Por tanto, parece que, hoy, en el lado de la tecnología, estamos mucho mejor de lo que estábamos en los 70. Sin embargo, ahora tenemos proyectos de TI con una tasa de fallos por encima de lo aceptable; tenemos proyectos marginalmente exitosos que no aportan el beneficio cuantitativo, tangible, esperado; y tenemos negocios expuestos a un riesgo de daño, como consecuencia de sistemas que fallan. ¿Por qué?

Creo que la razón principal de esta situación no es que hayamos fallado al tratar de mejorar desde el lado de la tecnología; sino que, en realidad, lo que hemos hecho, ha sido desarrollar un problema en el lado del negocio. Donde una vez los ejecutivos de la alta dirección estuvieron involucrados y los consejos de aministración/comités de dirección supervisaban muy de cerca, ahora lo que tenemos son directivos demasiado ocupados y demasiado alejados y consejos que muy raramente se involucran. La implicación del negocio en los proyectos de TI se ha dejado en manos de mandos intermedios, muchos de los cuales están sobrecargados intentando una y otra vez recortar gastos, y muchos de los cuales han sido escasamente advertidos sobre su papel y responsabilidades en el éxito de los proyectos.

Hace treinta años, lo que hoy día llamamos proyectos de TI  – esto es, proyectos de cambio o mejora del negocio a través del uso de las TI –  eran objeto de un buen gobierno porque las personas encargadas de la gobernanza a alto nivel estaban directamente involucradas. Hoy en día, a medida que dicha implicación ha disminuido, así ha decrecido la eficacia del marco general de gobierno corporativo. Y la experiencia de los últimos años nos ha demostrado que, al tiempo que se reconoce que el gobierno es importante, intentar resolver el problema a base de más reglas, herramientas y marcos de referencia que invariblemente ponen el foco sobre la gestión de las TI, en lugar de en su gobierno, no es una estrategia que lleve a buenos resultados.

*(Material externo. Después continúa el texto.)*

PR #11536, opened 2026-03-17
[Security] update csp configuration

angle943:
### Description

- This is a precursor to enable the strict set of CSP rules we want to ultimately enforce
- The strict CSP rules can be enforced via `csp.strict: true` in the opensearch yml file
- You can "relax" any of these rules via adding `csp.loosenCspDirectives: string[]` in the opensearch yml file. IE suppose you want to get rid of the connect-src directive, then add `csp.loosenCspDirectives: ['connect-src']`

## Changelog
- infra: update csp configuration to allow for strictness

### Check List

- [ ] All tests pass
  - [ ] `yarn test:jest`

### DIFF
--- a/src/core/server/http_resources/http_resources_service.ts
+++ b/src/core/server/http_resources/http_resources_service.ts
@@ -135,7 +135,7 @@ export class HttpResourcesService implements CoreService<InternalHttpResourcesSe
 
       const modifications = cspModificationsDynamicConfig?.modifications;
       if (modifications && modifications.length > 0) {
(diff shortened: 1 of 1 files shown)


sumukhswamy (commented):
LGTM! one clarification
In strict mode, nonces are now applied via header-building logic? do we need to validate that all nonce-dependent styles/scripts still render correctly

angle943:
@sumukhswamy the csp report has been on with the nonce values, so as long as we don't see violations there, we should be good

PR #11546, opened 2026-03-18
Improve "Build and test" CI test group

Maosaic:
### Summary

- **Faster checkouts:** Add `fetch-depth: 1` + `filter: blob:none` to all `actions/checkout` steps (all workflows)
- **Split integration tests** into a dedicated `integration-tests` job (Linux + Windows matrix) with Java 21, yarn cache, and bootstrap retry; remove them from `build-test` ciGroup1
- **Pre-build plugin bundles once** in a new `build-plugins-artifact` job; `functional-tests` downloads the artifact instead of rebuilding per-runner
- **Skip Windows FTR ciGroups 2–14:** Browser rendering tests are platform-agnostic and covered by Linux; only ciGroup1 (smoke test) runs on Windows
- **Add Jest ciGroup5** and rebalance groups 3/4/5 to keep Windows wall-clock time under 30 min
- **Split TSVB functional tests** into new ciGroup14 (moved out of ciGroup12)
- **Fix `use_node.bat` exit code bug:** `ENDLOCAL` was resetting `ERRORLEVEL` to 0, silently swallowing all Node.js test failures on Windows
- **Fix mocha path-separator regex** for Windows stack traces (`fixtures.{1,2}project.{1,2}test\.js`)
- **Add `--forceExit`** to `test:jest_integration:ci` to prevent hung workers from blocking CI
- **PR comment bot** (`post_ci_results.yml`): now includes integration test failures alongside unit test failures

### Details

**`build-plugins-artifact` job:** Runs once on Linux, uploads `src/core/target/public`, `src/plugins/*/target/public`, and `packages/*/target/public` as the `plugin-bundles` artifact. Each `functional-tests` runner downloads it via `actions/download-artifact@v4` instead of re-running the ~10-minute plugin build step. `functional-tests` now has `needs: [build-plugins-artifact]`.

**`integration-tests` job:** Separate Linux+Windows matrix job. Sets `OSD_OPTIMIZER_MAX_WORKERS: ''` to unset the global CI override so integration tests that check worker count (e.g., `basic_optimization.test.ts`) see the value passed in code (`maxWorkerCount: 1`). Requires Java 21 (OpenSearch won't start on Temurin 17). Uploads `junit-jest-integration-{Linux,Windows}` artifacts; the PR comment bot now downloads these alongside `junit-jest-group*`.

**Jest group rebalancing:**
| Group | Before | After |
|-------|--------|-------|
| 3 | `plugins/[a-d]` | `plugins/[a-c]` + `plugins/[q-u]` |
| 4 | `plugins/[e-u]` + cli/dev/legacy | `plugins/[e-k]` + cli/dev/legacy |
| 5 | _(none)_ | `plugins/[d]` + `plugins/[l-p]` |

`plugins/[d]` (data, dashboard, discover, data_source*) is the heaviest group and was causing Windows group 4 to exceed 30 minutes.

**`use_node.bat` exit code fix:** `SETLOCAL`/`ENDLOCAL` in Windows CMD resets `ERRORLEVEL` to 0. The fix captures the exit code before `ENDLOCAL` and restores it using the `ENDLOCAL & EXIT /B %VAR%` trick (variable expands before `ENDLOCAL` executes). This was masking all test failures on Windows — unit tests, integration tests, and mocha — making them always appear green.

**Mocha regex fix:** Windows Node.js stack traces produce `fixtures\\/test.js` (backslash + forward slash = 2 chars) between path components. The old regex used `.` (exactly 1 char). Changed to `.{1,2}` to handle both platforms. This bug was hidden by the `use_node.bat` exit-code bug above.

## Changelog

- chore: Improve CI test group

### Check List

- [ ] All tests pass
  - [ ] `yarn test:jest`

### DIFF
--- a/src/dev/mocha/__tests__/junit_report_generation.js
+++ b/src/dev/mocha/__tests__/junit_report_generation.js
@@ -105,7 +105,9 @@ describe('dev/mocha/junit report generation', () => {
     });
 
     expect(testFail.$.time).to.match(DURATION_REGEX);
-    expect(testFail.failure[0]).to.match(/Error: FORCE_TEST_FAIL\n.+fixtures.project.test.js/);
+    expect(testFail.failure[0]).to.match(
+      /Error: FORCE_TEST_FAIL\n.+fixtures.{1,2}project.{1,2}test\.js/
+    );
     expect(testFail).to.eql({
       $: {
         classname: sharedClassname,
@@ -120,7 +122,7 @@ describe('dev/mocha/junit report generation', () => {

Un gobierno corporativo de las TI, eficaz, depende no sólo de herramientas, o de procesos, o de modelos, o de estructuras organizativas. Depende, simple y llanamente, de que la gente que gobierna la organización  – el consejo y la alta dirección –  comprenda y asuma su responsabilidad para aplicar sus habilidades de gobierno al uso de las TI, tal y como ya las aplican al resto de aspectos que forman parte del negocio.

Cuando lo hagan, las herramientas, los modelos, las estructuras y otros recursos que hemos diseñado para ayudarnos a controlar y a garantizar la eficacia en el uso de las TI, aportarán su valor más significativo.

Pensando en esos ejecutivos y directivos, la norma internacional ‘ISO/IEC 38500:2008. Corporate governance of information technology’, ofrece una clara directriz que les guiará en el desempeño de sus responsabilidades. La norma está escrita empleando su propio lenguaje; es tan concisa como puede serlo una guía de gobierno corporativo; y, les habilita para controlar aquello que ellos no entienden, poniendo el foco sobre las cosas que ellos sí entienden.

Gobernanza de TI conmemora, hoy, el primer aniversario de la publicación de la norma ISO/IEC 38500:2008. Con motivo de esta especial celebración, la sección ”Firma invitada“, incorpora un demoledor y clarificador artículo (original y traducido, como viene siendo habitual en esta sección) de un apreciado colega. Se trata de Mark Toomey, fundador y Presidente Ejecutivo de Infonomics, Pty. Ltd., Presidente del Comité Técnico IT-030 de Standards Australia y co-creador de las normas AS 8015:2005 e ISO/IEC 38500:2008.

Bajo el título “Being on top …”, Mark ofrece una clara descripción del concepto de ‘gobierno corporativo de TI’, del porqué de la necesidad de establecer dicho buen gobierno y de cómo en la raiz de tal necesidad se encuentra el alejamiento (asincronía) que se ha ido dando, con el paso de los años, entre las personas que dirigen las organizaciones y las que están a cargo de sacar adelante las nuevas iniciativas tecnológicas y de mantener plenamente operativas las existentes.

En definitiva, Mark describe un panorame en el que, quienes debían hacerlo, han dejado de estar encima.

 

Being on top …

When I began my career in information technology, the first “mini-computers” were being adapted to commercial applications, and organisations that had never before used anything more powerful than an adding machine were beginning to automate their businesses.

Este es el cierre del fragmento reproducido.